(Provided data Opens)

PR #124, opened 2016-03-25
Quote with unsupported ledger should return 422

MatthewPhinney:
- Move common quote methods to `utils`. 
- Return 422 on quote with unsupported currency pair

### DIFF
--- a/schemas/PositiveFiniteAmount.json
+++ b/schemas/PositiveFiniteAmount.json
@@ -1,0 +1,8 @@
+{
+  "$schema": "http://json-schema.org/draft-04/schema#",
+  "id": "PositiveFiniteAmount",
+  "title": "PositiveFiniteAmount",
+  "description": "A string representation of a positive, finite number",
+  "type": "string",
+  "pattern": "/^[+]?([1-9][0-9]*(?:[.][0-9]*)?|0*.0*[1-9][0-9]*)(?:[eE][+-][0-9]+)?$/"
+}
--- a/src/backends/fixerio/index.js
+++ b/src/backends/fixerio/index.js
@@ -6,19 +6,9 @@ const BigNumber = require('bignumber.js')
 const AssetsNotTradedError = require('../../errors/assets-not-traded-error')
 const NoAmountSpecifiedError = require('../../errors/no-amount-specified-error')
 const log = require('../../common').log('fixerio')
-const config = require('../../services/config')
+const utils = require('../utils')
 
 const RATES_API = 'https://api.fixer.io/latest'
-
-function lookupCurrencies (source_ledger, destination_ledger) {
-  for (let pair of config.get('tradingPairs')) {
-    if (pair[0].indexOf(source_ledger) === 4 &&
-      pair[1].indexOf(destination_ledger) === 4) {
-      return [pair[0].slice(0, 3), pair[1].slice(0, 3)]
-    }
-  }
-  return null
-}
 
 /**
  * Dummy backend that uses Fixer.io API for FX rates
@@ -67,19 +57,6 @@ class FixerIoBackend {
     this.currencies.sort()
   }
 
-  /**
-   * Check if we trade the given pair of assets
-   *
-   * @param {String} source The URI of the source ledger
-   * @param {String} destination The URI of the destination ledger
-   * @return {boolean}
-   */
-  * hasPair (source, destination) {
-    const currencyPair = lookupCurrencies(source, destination)
-    return _.includes(this.currencies, currencyPair[0]) &&
-      _.includes(this.currencies, currencyPair[1])
-  }
-
   _formatAmount (amount) {
     return new BigNumber(amount).toFixed(2)
   }
@@ -106,15 +83,15 @@ class FixerIoBackend {
    */
   * getQuote (params) {
     // Throw an error if the currency pair is not supported
-    const hasPair = yield this.hasPair(params.source_ledger, params.destination_ledger)
+    const hasPair = utils.hasPair(this.currencies, params.source_ledger, params.destination_ledger)
     if (!hasPair) {
-      console.log('doesnt have pair', params)
+      log.error('doesnt have pair', JSON.stringify(params))
       throw new AssetsNotTradedError('This connector does not support the ' +
         'given asset pair')
     }
 
     // Get ratio between currencies and apply spread
-    const currencyPair = lookupCurrencies(params.source_ledger, params.destination_ledger)
+    const currencyPair = utils.getCurrencyPair(params.source_ledger, params.destination_ledger)
     const destinationRate = this.rates[currencyPair[1]]
     const sourceRate = this.rates[currencyPair[0]]
 
--- a/src/backends/fixerio/index.js
+++ b/src/backends/fixerio/index.js
@@ -3,10 +3,11 @@
 const _ = require('lodash')
 const request = require('co-request')
 const BigNumber = require('bignumber.js')
-const AssetsNotTradedError = require('../../errors/assets-not-traded-error')
 const NoAmountSpecifiedError = require('../../errors/no-amount-specified-error')
 const log = require('../../common').log('fixerio')
+const config = require('../../services/config')
 const utils = require('../utils')
+const ServerError = require('five-bells-shared/errors/server-error')
 
 const RATES_API = 'https://api.fixer.io/latest'
 
@@ -30,6 +31,12 @@ class FixerIoBackend {
 
     this.rates = {}
     this.currencies = []
+    const ledgerPairs = config.get('tradingPairs')
+    if (_.isEmpty(ledgerPairs)) {
+      throw new ServerError('No trading pairs found for this connector')
+    }
+    this.currencyPairs = ledgerPairs.map((p) => [p[0].slice(0, 3),
+                                   p[1].slice(0, 3)])
   }
 
   /**
@@ -50,7 +57,6 @@ class FixerIoBackend {
       })
       apiData = result.body
     }
-
     this.rates = apiData.rates
     this.rates[apiData.base] = 1
     this.currencies = _.keys(this.rates)
@@ -82,14 +88,6 @@ class FixerIoBackend {
    * @param {String|Integer|BigNumber} params.destination_amount The amount of the destination asset we want to send (either this or the source_amount must be set)
    */
   * getQuote (params) {
-    // Throw an error if the currency pair is not supported
-    const hasPair = utils.hasPair(this.currencies, params.source_ledger, params.destination_ledger)
-    if (!hasPair) {
-      log.error('doesnt have pair', JSON.stringify(params))
-      throw new AssetsNotTradedError('This connector does not support the ' +
-        'given asset pair')
-    }
-
     // Get ratio between currencies and apply spread
     const currencyPair = utils.getCurrencyPair(params.source_ledger, params.destination_ledger)
     const destinationRate = this.rates[currencyPair[1]]
@@ -122,8 +120,8 @@ class FixerIoBackend {
     return {
       source_ledger: params.source_ledger,
       destination_ledger: params.destination_ledger,
-      source_amount: sourceAmount,
-      destination_amount: destinationAmount
+      source_amount: sourceAmount.toString(),
+      destination_amount: destinationAmount.toString()
     }
   }
 
--- a/src/backends/ilp-quoter/index.js
+++ b/src/backends/ilp-quoter/index.js
@@ -8,20 +8,10 @@ const NoAmountSpecifiedError =
 const UnacceptableQuoterAmountError =
   require('../../errors/unacceptable-quoter-amount-error')
 const log = require('../../common').log('ilpquote')
+const ServerError = require('five-bells-shared/errors/server-error')
 const config = require('../../services/config')
 const BigNumber = require('bignumber.js')
-
-function lookupCurrencies (source_ledger, destination_ledger) {
-  for (let pair of config.get('tradingPairs')) {
-    if (pair[0].indexOf(source_ledger) === 4 &&
-        pair[1].indexOf(destination_ledger) === 4) {
-      const currencyA = pair[0].slice(0, 3)
-      const currencyB = pair[1].slice(0, 3)
-      return [currencyA, currencyB]
-    }
-  }
-  return null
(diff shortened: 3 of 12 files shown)


src/backends/ilp-quoter/index.js
```diff
@@ -85,6 +75,10 @@ class ILPQuoter {
                 currencyPair[0] + '/' + currencyPair[1] + '/' + amount +
                 '/' + type
     const result = yield request({ uri, json: true })
+    if (result.statusCode >= 400) {
```
MatthewPhinney: @lumberj or @gip do we have a good way to unit test this? I think the tests are using the fixer.io backend, but I could be wrong.

lumberj: Tests are using fixerio backend

src/backends/utils.js
```diff
@@ -0,0 +1,37 @@
+'use strict'
+
+const _ = require('lodash')
+const config = require('../services/config')
+
+function lookupCurrencies (source_ledger, destination_ledger) {
```
lumberj: Maybe `getCurrencyPair` makes more sense?

src/backends/ilp-quoter/index.js
```diff
@@ -85,28 +75,40 @@ class ILPQuoter {
...
     const result = yield request({ uri, json: true })
-    const fixedAmount = type === 'source' ? result.body.source_amount
-                                          : result.body.destination_amount
+    if (result.statusCode >= 400) {
+      log.error('Error getting quote: ', JSON.stringify(result.body))
+      throw new ServerError('Unable to get quote from backend.')
+    }
+    const source_amount = result.body.source_amount
+    const destination_amount = result.body.destination_amount
+    if (!source_amount || !destination_amount) {
```
clark800: Would this be a good case for a JSON schema?

src/backends/ilp-quoter/index.js
```diff
@@ -85,28 +75,40 @@ class ILPQuoter {
...
+    }
+    const fixedAmount = type === 'source' ? source_amount : destination_amount
     if (fixedAmount !== amount.toString()) {
       if (!(new BigNumber(fixedAmount).equals(new BigNumber(amount)))) {
         throw new UnacceptableQuoterAmountError('Backend returned an invalid ' +
                   type + ' amount: ' + fixedAmount + ' (expected: ' + amount + ')')
       }
     }
+
+    if (isNaN(source_amount) || Number(source_amount) === 0 || Number(source_amount) === Number.POSITIVE_INFINITY) {
```
lumberj: Maybe pull some of this validation into a `validate` function. Also, any reason to not use Bignumber here?

src/backends/ilp-quoter/index.js
```diff
@@ -85,28 +75,40 @@ class ILPQuoter {
...
+      log.error('Quoter returned invalid source_amount: ', JSON.stringify(result.body))
+      throw new ServerError('Quoter returned invalid source_amount: ' + result.body.source_amount)
+    }
+    if (isNaN(destination_amount) || Number(destination_amount) === 0 || Number(destination_amount) === Number.POSITIVE_INFINITY) {
```
lumberj: Maybe you want to check for `<=0` so you catch negative numbers too

MatthewPhinney:
> Would this be a good case for a JSON schema?

Yeah, I think a schema would make sense here.

src/backends/ilp-quoter/index.js
lumberj: Should this validation maybe be in models/quote? These validation rules are across any type of backend

src/models/quote.js
```diff
@@ -122,7 +125,26 @@ function * getAccountLedger (account) {
 
 function * getQuote (params, ledgers, config) {
   const query = yield makeQuoteQuery(params, config)
+  const type = query.source_amount ? 'source' : 'destination'
+  const amount = query.source_amount || query.destination_amount
   const quote = yield backend.getQuote(makeQuoteArgs(query))
+  try {
+    validate('Quote', quote)
```
MatthewPhinney: @lumberj added schema validation to the model. I'm re-throwing the error as a server error, since the validator returns an InvalidBodyError. I'm not sure that `ServerError` is the best error here, but I think it should be some kind of 500 error.

schemas/PositiveFiniteAmount.json
```diff
@@ -0,0 +1,8 @@
+{
+  "$schema": "http://json-schema.org/draft-04/schema#",
+  "id": "PositiveFiniteAmount",
+  "title": "PositiveFiniteAmount",
+  "description": "A string representation of a positive, finite number",
+  "type": "string",
+  "pattern": "^(?!(?:^[-+]?[0.]+(?:[Ee]|$)))(?!(?:^-))(?:(?:[+-]?)(?=[0123456789.])(?:(?:(?:[0123456789]+)(?:(?:[.])(?:[0123456789]*))?|(?:(?:[.])(?:[0123456789]+))))(?:(?:[Ee])(?:(?:[+-]?)(?:[0123456789]+))|))$"
```
lumberj: This looks really complex. What about using https://github.com/ripple/ripple-lib/blob/develop/src/common/schemas/objects/value.json#L7 ?

src/models/quote.js
lumberj: What about adding an `isValid` method to the validator? That way you don't have try/catch/rethrow

test/quoteSpec.js
```diff
@@ -48,8 +48,130 @@ describe('Quotes', function () {
...
+          expect(res.body.id).to.equal('InvalidAmountSpecifiedError')
+          expect(res.body.message).to.equal('destination_amount must be finite and positive')
+        })
+        .end()
+    })
+
+    it('should return a 400 if destination_amount is infinite', function * () {
+      yield this.request()
+        .get('/quote?' +
+          'destination_amount=1e100000&source_ledger=http://eur-ledger.example/EUR' +
```
lumberj: Is this test necessary once we do this? https://github.com/interledger/five-bells-connector/pull/127

src/backends/fixerio/index.js
```diff
@@ -145,8 +122,8 @@ class FixerIoBackend {
     return {
       source_ledger: params.source_ledger,
       destination_ledger: params.destination_ledger,
-      source_amount: sourceAmount,
-      destination_amount: destinationAmount
+      source_amount: sourceAmount.toString(),
+      destination_amount: destinationAmount.toString()
```
MatthewPhinney: @lumberj the reason I changed this to return strings was because it looks like the other backend is returning the amounts as strings, and I wanted consistency across all backends, so I could validate the response with the JSON schema.

test/quoteSpec.js
MatthewPhinney: I rebased off #127 and will clean up the tests.

MatthewPhinney: Here is what happens when quoting with 0/&infin; under #127.

Quote with zero returns:
```
422 UnacceptableAmountError Quoted source is lower than minimum amount
allowed
```
Quote with infinity returns:
```
422 UnacceptableAmountError: Insufficient liquidity in market maker account
```
While this could be considered a valid solution, I think it's best to catch these edge cases and return a 400 error. This avoids polluting the logs with pages of numbers (we log the amount if it exceeds the ledger precision, and logging `1e10000` as a bignumber takes well over a page.

lumberj: > logging 1e10000 as a bignumber takes well over a page).

Objects should be `JSON.stringify()`ed before logging

lumberj: Also, `1e100000` is not Infinity? Why would the "Insufficient liqudity" error be incorrect here?

MatthewPhinney: Yeah, actually that was a hack to test a string that would evaluate to infinity as a js number. In my mind this is just a question of where to put the validation. If we know the quoted amount is invalid, I don't see a point in requesting a quote from the backend for the amount.

lumberj: Agreed, but maybe change the string to `foo` or some other string that doesn't match the schema.

src/backends/utils.js
```diff
@@ -0,0 +1,37 @@
...
+/**
+ * Check if we trade the given pair of assets
+ *
+ * @param {String} source The URI of the source ledger
+ * @param {String} destination The URI of the destination ledger
+ * @return {boolean}
+ */
+function hasPair (currencyPairs, source, destination) {
+  const currencyPair = getCurrencyPair(source, destination)
+  return _.includes(currencyPairs, currencyPair[0]) &&
```
clark800: This looks like it's checking a list of pairs for a component of a pair; that should always be false.

MatthewPhinney: This method was moved from the fixer.io backend: https://github.com/interledger/five-bells-connector/pull/124/files#diff-732a4256af7e30fb991b56df0f8474f2L77. Both the fixerio and ilp-quoter backends had the same method, implemented slightly differently, so I consolidated them in one file.

This method first looks up the currency pair for the `source`/`destination` ledger (something like `['USD', 'EUR']`). `currencyPairs` is an array of the currencies the ledger supports. So we return `true` iff `currencyPairs` contains both the currencies the user wants to trade.

The variable names are probably the confusing part. I'll update them.

src/backends/utils.js
```diff
@@ -0,0 +1,39 @@
...
+/**
+ * Check if we trade the given pair of assets
+ *
+ * @param {Array.<Array.<String>>} Array of pairs
+ *   of currencies traded by this connector
+ * @param {String} source The URI of the source ledger
+ * @param {String} destination The URI of the destination ledger
+ * @return {boolean}
+ */
+function hasPair (currencyPairs, source, destination) {
```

(Provided data Closes)

What is required: Every line containing the string "good" is required; copy each such line from the data.

Solution below:
MatthewPhinney: @lumberj or @gip do we have a good way to unit test this? I think the tests are using the fixer.io backend, but I could be wrong.
clark800: Would this be a good case for a JSON schema?
> Would this be a good case for a JSON schema?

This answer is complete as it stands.